Transcultural leadership is what it will take to make it in business in an increasingly connected world, which is highly diverse and multi-cultural, according to Mr Brown. "It's a style of running a company, or a team within a company - or any organisation or institution that stretches across national borders - that combines the best practices of "traditional" business leadership with the understanding that the world is composed of many cultures whose values and customs vary dramatically," he writes in a new book. "To do business globally, we need to be sensitive to these differences."
Entitled "The Global Business Leader", the book draws upon his 26 years of business experience.
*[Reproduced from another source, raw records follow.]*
PR #1264, opened 2026-05-24
Normalize scaleType to canonical type-ids (rename-safe SAW/sensorLag keys)

skialpine:
## Summary
- `scaleType` doubled as a display label **and** the persistence/lookup key for per-(profile, scale) SAW learning, `sensorLag()`, the global bootstrap lag, and the known-scales registry. For BLE scales it stored the display name (e.g. `"Decent Scale"`), so renaming a display name silently orphaned SAW learning and broke `sensorLag()` lookups — the #1260 WiFi rename only escaped this because WiFi was already id-keyed.
- Normalize `scaleType` to stable **type-ids** everywhere so display names can change freely. No user-facing change (display names + UI unchanged).
- New dependency-free `ScaleTypeIds` unit (`src/ble/scales/scaletypeids.{h,cpp}`) owns the `ScaleType` enum + `scaleTypeId()` / `scaleTypeName()` / `normalizeScaleTypeId()`. The enum now models the Half Decent Scale's **three transports**: `DecentScale` (BLE), `DecentScaleWifi`, `DecentScaleUsb`.
- `BLEManager::getScaleType(device)` returns the id — this also **repairs the previously-dead WiFi→BLE fallback match** (`isFallbackCandidate` had been comparing a display name against `"decent"`).
- `Settings` normalizes on write (`setScaleType`, `addKnownScale`) + a one-time, flag-guarded migration of `scale/type`, known-scale entries, and all SAW storage (preserves/merges existing learning, no loss).
- `SettingsCalibration`: `sensorLag()` rekeyed to ids (incl. `decent-usb`); SAW reads/writes normalize via `sawPairKey()` and by-value params.
- Implements the `scale-type-identity` OpenSpec change (proposal/design/specs/tasks included).

## Test plan
- [x] `tst_saw_settings`: 24/24 pass (6 new — id round-trip, sensorLag by id + legacy name, migration rekey / idempotent / collision-merge / id-preserve, addKnownScale stores id). Existing tests use the display name `"Decent Scale"` and still pass, proving read/write normalization is symmetric.
- [x] Cluster (settings / SAW / scale / dialing / MCP): 19/19 pass — no regressions.
- [x] Build: 0 errors / 0 warnings (app + all test targets).
- [ ] Real-device: WiFi→BLE fallback — set a WiFi scale primary, make WiFi unreachable (BLE still advertising), confirm the scale log shows `WiFi fallback: connecting to BLE Decent scale <name>` and it reconnects over Bluetooth.

### DIFF
--- a/CMakeLists.txt
+++ b/CMakeLists.txt
@@ -244,6 +244,7 @@ set(SOURCES
     src/ble/bletransport.cpp
     src/ble/scaledevice.cpp
     src/ble/scales/scalefactory.cpp
+    src/ble/scales/scaletypeids.cpp
     src/ble/scales/decentscale.cpp
     src/ble/scales/decentscalewifi.cpp
     src/ble/scales/acaiascale.cpp
@@ -425,6 +426,7 @@ set(HEADERS
     src/ble/bletransport.h
     src/ble/scaledevice.h
     src/ble/scales/scalefactory.h
+    src/ble/scales/scaletypeids.h
     src/ble/scales/decentscale.h
     src/ble/scales/acaiascale.h
     src/ble/scales/felicitascale.h
@@ -1161,6 +1163,7 @@ if(NOT ANDROID AND NOT IOS)
         src/core/settings_network.cpp
         src/core/settings_app.cpp
         src/core/settings_calibration.cpp
+        src/ble/scales/scaletypeids.cpp
     )
     target_link_libraries(saw_parity PRIVATE Qt6::Core Qt6::Sql Qt6::Network Qt6::Gui Qt6::Bluetooth)
     target_include_directories(saw_parity PRIVATE ${CMAKE_SOURCE_DIR}/src)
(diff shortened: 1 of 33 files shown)


skialpine:
### Code review

Reviewed both commits (`9cb3d228`, `f064ff24`) across five aspects (CLAUDE.md, deep bug scan, git history, recent merged PRs, comment accuracy). The migration is idempotent, flag-guarded, correctly sequenced after the #1256 orphan-heal, and read/write SAW keys stay consistent. Three candidate issues were investigated and scored below threshold:

- [OK to skip] Migration collision-merge could trim newer entries on an unfavorable key sort — but the collision needs both a display-name and an id bucket for the same pair pre-migration, which is impossible since only display names were ever written before this change (score: 25)
- [OK to skip] `scale/typeIdsMigrated` flag set even if `m_calibration` were null — but it is constructed unconditionally, so never null (score: 25)
- [OK to skip] Old `"Decent Scale (WiFi)"` display name not mapped by `normalizeScaleTypeId` — false positive: WiFi has always persisted the id `decent-wifi`, never the display name (score: 25)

It shows how to build the transcultural leadership skills to survive and succeed in business today.
The 134-page book, just published, offers answers to fundamental questions on values, networking and communications to more complex issues like global crisis management as well as change and innovation.
Mr Brown says communicating is one of the most key attributes of a transcultural leader, especially in avoiding cultural misunderstandings in business dealings. Networking, done right, can yield immeasurable value, he says.
But Mr Brown cautions that the process of networking varies across cultures and transcultural leaders must be aware of the nuances when working abroad.
It's a key lesson taught in Insead - and the new dean's book, which is most likely to be on the reading list of its students, will go a long way to reinforce it.
And helps put Insead more distinctively on the world map as an international business school.